---- DATASET EXCERPTS
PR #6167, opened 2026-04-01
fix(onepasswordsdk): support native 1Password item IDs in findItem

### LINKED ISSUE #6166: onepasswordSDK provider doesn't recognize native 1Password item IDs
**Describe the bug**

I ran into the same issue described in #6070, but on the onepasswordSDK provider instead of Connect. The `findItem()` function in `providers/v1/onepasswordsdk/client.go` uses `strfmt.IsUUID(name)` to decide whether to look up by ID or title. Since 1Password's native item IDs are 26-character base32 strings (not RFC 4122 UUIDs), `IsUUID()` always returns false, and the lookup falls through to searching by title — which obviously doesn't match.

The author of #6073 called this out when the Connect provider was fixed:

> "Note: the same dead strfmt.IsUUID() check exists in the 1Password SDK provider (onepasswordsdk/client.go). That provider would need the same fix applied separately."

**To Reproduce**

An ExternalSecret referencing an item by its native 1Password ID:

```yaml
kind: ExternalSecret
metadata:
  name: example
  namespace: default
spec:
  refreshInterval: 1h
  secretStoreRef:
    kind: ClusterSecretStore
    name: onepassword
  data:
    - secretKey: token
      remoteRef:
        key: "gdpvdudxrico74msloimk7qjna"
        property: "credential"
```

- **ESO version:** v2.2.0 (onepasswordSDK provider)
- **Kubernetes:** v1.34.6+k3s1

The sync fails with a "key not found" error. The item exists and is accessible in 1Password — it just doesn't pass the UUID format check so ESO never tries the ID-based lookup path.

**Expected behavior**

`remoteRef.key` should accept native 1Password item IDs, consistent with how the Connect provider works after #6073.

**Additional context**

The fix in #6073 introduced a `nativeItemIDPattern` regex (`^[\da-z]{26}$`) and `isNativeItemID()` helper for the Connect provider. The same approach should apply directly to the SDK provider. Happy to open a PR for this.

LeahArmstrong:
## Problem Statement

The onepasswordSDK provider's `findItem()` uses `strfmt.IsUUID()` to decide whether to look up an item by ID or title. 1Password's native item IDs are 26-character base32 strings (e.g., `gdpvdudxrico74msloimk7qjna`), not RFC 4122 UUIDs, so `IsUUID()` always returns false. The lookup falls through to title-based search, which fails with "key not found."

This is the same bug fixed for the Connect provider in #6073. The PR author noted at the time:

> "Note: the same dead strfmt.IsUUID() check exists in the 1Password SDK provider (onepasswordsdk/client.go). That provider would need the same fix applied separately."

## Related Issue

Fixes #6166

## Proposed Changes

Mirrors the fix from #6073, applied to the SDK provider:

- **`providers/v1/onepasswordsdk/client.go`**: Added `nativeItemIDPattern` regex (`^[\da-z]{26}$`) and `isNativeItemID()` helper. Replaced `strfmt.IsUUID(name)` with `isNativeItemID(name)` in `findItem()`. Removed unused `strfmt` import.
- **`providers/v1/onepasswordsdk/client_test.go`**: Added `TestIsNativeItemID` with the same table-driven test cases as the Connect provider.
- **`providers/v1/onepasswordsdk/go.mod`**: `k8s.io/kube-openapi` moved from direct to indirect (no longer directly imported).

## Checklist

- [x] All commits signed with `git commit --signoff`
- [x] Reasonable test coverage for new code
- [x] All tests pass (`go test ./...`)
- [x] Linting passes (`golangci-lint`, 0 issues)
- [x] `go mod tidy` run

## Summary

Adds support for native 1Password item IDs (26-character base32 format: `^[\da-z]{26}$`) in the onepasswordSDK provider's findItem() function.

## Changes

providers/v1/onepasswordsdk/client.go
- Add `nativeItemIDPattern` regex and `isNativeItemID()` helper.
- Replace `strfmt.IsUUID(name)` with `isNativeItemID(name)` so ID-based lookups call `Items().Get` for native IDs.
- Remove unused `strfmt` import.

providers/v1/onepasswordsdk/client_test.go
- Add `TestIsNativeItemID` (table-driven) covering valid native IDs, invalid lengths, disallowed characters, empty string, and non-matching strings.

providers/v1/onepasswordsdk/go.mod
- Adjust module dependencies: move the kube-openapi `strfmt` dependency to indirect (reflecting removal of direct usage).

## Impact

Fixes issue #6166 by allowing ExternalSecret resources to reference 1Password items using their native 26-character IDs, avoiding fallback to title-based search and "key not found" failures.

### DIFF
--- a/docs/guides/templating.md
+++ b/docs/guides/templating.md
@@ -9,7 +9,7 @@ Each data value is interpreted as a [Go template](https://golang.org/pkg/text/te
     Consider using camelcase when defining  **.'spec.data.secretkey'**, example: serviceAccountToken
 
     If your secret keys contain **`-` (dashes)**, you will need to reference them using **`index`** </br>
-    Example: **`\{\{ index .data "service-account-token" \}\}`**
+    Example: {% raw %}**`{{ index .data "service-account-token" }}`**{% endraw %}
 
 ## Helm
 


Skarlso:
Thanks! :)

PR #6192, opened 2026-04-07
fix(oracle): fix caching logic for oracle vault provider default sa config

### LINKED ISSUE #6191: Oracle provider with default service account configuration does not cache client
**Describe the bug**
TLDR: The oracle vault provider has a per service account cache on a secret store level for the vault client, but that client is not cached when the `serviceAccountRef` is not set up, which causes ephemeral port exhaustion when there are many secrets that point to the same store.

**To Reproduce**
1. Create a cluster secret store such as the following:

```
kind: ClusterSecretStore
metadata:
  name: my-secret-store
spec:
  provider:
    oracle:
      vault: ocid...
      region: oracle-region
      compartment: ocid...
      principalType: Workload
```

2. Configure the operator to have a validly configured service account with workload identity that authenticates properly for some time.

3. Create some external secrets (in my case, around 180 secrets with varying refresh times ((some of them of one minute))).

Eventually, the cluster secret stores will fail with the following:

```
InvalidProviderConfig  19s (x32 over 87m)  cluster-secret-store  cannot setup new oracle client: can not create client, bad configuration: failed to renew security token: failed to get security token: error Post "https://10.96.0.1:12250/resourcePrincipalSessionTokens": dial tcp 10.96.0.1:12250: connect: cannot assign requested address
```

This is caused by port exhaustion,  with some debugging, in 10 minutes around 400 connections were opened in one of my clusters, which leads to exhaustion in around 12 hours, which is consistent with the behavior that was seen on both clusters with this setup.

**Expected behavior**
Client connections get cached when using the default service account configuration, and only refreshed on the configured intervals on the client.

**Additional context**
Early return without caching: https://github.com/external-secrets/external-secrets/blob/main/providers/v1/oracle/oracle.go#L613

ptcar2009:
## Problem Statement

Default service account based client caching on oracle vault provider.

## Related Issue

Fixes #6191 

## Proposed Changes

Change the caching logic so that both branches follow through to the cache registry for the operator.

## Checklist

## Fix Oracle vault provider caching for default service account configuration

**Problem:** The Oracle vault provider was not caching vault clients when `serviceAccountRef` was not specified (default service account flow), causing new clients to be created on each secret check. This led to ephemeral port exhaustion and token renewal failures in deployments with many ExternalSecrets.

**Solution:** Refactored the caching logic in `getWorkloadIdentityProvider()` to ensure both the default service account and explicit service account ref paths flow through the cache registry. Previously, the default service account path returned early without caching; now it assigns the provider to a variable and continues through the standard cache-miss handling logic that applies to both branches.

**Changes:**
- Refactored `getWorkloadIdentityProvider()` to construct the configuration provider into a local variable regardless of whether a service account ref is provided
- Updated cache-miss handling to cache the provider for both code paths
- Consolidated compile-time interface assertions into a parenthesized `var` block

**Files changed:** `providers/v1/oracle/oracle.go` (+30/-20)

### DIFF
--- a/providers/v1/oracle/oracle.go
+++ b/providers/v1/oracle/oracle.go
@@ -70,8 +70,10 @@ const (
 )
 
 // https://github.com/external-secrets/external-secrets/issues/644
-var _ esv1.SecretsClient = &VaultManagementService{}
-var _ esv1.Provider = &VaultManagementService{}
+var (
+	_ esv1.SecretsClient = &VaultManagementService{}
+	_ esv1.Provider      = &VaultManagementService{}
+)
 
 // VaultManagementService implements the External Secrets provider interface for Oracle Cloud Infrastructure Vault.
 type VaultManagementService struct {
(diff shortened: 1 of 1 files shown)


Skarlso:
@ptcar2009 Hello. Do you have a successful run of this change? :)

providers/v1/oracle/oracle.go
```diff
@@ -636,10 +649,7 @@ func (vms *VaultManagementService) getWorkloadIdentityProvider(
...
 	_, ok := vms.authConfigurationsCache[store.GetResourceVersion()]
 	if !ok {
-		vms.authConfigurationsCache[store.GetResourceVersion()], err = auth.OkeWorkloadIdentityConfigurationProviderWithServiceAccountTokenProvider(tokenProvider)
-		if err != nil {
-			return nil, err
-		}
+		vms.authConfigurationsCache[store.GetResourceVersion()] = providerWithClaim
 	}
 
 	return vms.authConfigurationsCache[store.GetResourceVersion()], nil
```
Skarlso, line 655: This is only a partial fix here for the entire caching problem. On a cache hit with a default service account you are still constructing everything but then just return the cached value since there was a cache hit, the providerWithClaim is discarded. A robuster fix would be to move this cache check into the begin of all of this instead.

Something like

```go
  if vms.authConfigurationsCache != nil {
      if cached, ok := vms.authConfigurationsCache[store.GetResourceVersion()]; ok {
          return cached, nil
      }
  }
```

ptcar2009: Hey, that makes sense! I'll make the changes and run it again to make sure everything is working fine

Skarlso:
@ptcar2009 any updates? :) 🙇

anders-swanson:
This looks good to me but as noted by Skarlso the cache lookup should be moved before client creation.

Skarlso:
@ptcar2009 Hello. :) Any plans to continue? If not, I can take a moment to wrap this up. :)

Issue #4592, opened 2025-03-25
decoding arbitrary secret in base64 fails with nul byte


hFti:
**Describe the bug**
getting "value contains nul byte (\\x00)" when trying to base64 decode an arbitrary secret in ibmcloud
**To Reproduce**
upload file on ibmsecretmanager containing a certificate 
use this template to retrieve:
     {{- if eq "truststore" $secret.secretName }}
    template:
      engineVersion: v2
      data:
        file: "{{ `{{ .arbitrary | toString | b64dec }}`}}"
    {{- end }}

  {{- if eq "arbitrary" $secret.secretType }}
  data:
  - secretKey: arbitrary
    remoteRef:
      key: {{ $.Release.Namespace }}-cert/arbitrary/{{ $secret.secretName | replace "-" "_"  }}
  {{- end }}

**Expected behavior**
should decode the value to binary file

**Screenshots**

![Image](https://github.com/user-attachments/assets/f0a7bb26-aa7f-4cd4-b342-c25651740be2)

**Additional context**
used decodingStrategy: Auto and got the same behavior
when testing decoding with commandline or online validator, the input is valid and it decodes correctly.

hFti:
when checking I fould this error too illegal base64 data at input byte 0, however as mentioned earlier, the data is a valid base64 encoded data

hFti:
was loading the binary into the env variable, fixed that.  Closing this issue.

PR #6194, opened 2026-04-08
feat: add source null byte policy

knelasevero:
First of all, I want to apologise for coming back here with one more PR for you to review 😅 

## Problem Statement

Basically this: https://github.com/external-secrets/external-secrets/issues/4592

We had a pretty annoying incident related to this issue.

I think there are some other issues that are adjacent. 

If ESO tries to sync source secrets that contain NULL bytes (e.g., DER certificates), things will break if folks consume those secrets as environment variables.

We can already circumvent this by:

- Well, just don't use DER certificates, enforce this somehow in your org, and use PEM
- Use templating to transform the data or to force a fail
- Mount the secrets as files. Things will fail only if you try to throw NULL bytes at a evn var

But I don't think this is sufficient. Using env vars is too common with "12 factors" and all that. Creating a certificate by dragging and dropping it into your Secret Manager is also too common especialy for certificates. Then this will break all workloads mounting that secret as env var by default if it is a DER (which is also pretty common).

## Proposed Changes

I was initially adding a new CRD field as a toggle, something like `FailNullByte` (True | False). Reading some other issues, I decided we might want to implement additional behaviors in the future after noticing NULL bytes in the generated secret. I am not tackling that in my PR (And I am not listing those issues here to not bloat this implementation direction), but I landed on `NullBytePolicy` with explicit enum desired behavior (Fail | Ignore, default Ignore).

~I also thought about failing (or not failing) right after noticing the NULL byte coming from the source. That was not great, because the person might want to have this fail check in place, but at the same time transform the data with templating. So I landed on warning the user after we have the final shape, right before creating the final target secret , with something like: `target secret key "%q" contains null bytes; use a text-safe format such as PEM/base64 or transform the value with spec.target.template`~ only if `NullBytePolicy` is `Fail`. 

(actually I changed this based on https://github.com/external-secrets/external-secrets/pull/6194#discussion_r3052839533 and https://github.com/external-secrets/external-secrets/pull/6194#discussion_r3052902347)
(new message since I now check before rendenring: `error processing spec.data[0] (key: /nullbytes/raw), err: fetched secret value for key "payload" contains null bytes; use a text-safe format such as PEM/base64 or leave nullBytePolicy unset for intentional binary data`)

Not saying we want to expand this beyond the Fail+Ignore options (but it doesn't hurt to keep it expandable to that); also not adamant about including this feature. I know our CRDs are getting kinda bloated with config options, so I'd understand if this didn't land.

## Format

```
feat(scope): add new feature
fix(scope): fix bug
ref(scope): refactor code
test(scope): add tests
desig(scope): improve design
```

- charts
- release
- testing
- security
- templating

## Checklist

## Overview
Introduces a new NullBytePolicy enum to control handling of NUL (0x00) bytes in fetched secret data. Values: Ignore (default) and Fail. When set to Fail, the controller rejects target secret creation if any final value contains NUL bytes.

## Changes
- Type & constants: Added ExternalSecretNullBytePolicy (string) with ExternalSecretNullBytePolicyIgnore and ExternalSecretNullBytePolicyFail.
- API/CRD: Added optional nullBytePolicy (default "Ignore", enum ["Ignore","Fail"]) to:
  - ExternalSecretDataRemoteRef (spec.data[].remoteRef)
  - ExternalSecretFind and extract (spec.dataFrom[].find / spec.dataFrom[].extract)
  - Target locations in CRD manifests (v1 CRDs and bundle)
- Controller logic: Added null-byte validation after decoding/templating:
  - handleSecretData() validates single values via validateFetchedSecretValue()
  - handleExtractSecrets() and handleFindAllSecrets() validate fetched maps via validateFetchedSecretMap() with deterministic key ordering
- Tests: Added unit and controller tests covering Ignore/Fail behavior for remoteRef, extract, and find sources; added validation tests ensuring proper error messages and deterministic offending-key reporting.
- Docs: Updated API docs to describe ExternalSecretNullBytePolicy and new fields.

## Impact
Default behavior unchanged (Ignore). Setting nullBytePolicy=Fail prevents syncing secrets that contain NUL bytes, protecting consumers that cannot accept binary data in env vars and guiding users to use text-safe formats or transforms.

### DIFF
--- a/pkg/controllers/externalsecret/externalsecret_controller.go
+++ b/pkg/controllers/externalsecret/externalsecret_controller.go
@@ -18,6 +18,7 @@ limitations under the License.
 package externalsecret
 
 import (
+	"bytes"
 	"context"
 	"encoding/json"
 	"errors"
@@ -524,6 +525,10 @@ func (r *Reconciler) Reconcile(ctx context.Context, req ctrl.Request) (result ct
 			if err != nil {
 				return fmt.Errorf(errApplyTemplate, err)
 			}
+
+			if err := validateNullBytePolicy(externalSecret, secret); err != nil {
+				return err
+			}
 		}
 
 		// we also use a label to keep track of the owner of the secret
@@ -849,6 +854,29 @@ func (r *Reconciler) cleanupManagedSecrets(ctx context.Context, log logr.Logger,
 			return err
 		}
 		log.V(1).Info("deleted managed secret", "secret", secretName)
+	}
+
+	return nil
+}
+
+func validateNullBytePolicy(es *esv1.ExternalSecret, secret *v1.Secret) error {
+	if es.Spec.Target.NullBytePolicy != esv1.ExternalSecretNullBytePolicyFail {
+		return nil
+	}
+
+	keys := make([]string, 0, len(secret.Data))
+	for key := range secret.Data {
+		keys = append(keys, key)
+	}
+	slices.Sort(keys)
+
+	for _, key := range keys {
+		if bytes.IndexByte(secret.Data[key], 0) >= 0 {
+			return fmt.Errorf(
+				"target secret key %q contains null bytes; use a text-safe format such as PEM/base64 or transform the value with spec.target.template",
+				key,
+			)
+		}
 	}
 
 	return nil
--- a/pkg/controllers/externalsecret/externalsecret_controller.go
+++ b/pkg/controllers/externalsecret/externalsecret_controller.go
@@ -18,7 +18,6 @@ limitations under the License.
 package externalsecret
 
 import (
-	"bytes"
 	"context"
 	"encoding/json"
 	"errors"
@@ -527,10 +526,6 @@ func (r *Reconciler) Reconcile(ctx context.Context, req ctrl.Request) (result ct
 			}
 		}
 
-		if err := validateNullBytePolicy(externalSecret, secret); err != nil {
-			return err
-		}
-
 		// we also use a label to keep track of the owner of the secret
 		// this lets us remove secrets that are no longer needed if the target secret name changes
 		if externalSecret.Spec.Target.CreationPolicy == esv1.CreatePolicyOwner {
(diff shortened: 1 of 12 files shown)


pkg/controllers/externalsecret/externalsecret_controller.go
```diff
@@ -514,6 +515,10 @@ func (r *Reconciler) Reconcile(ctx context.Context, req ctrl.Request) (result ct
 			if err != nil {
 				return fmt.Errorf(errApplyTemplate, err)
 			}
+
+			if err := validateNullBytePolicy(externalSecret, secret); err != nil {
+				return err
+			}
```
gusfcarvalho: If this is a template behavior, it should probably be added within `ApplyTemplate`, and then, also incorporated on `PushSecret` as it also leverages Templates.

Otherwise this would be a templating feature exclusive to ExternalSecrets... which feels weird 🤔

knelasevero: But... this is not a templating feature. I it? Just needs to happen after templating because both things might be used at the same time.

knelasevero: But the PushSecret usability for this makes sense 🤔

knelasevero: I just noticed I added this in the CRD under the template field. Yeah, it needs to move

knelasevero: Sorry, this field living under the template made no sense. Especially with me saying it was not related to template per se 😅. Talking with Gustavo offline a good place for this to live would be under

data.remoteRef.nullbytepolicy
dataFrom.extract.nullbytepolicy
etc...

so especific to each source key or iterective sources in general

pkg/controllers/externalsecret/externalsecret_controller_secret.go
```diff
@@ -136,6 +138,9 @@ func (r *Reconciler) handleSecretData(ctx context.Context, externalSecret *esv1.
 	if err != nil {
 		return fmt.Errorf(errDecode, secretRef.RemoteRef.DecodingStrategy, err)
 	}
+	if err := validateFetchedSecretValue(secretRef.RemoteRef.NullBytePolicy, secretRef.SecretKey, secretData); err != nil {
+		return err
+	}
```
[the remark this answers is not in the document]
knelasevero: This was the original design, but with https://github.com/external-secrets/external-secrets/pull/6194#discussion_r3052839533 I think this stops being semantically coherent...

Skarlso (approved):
--------
Among the entries above, find the line with "- Type & constants: Added" and the line with "- Target locations"; give again exactly these two lines and all lines between them.

- Type & constants: Added ExternalSecretNullBytePolicy (string) with ExternalSecretNullBytePolicyIgnore and ExternalSecretNullBytePolicyFail.
- API/CRD: Added optional nullBytePolicy (default "Ignore", enum ["Ignore","Fail"]) to:
  - ExternalSecretDataRemoteRef (spec.data[].remoteRef)
  - ExternalSecretFind and extract (spec.dataFrom[].find / spec.dataFrom[].extract)
  - Target locations in CRD manifests (v1 CRDs and bundle)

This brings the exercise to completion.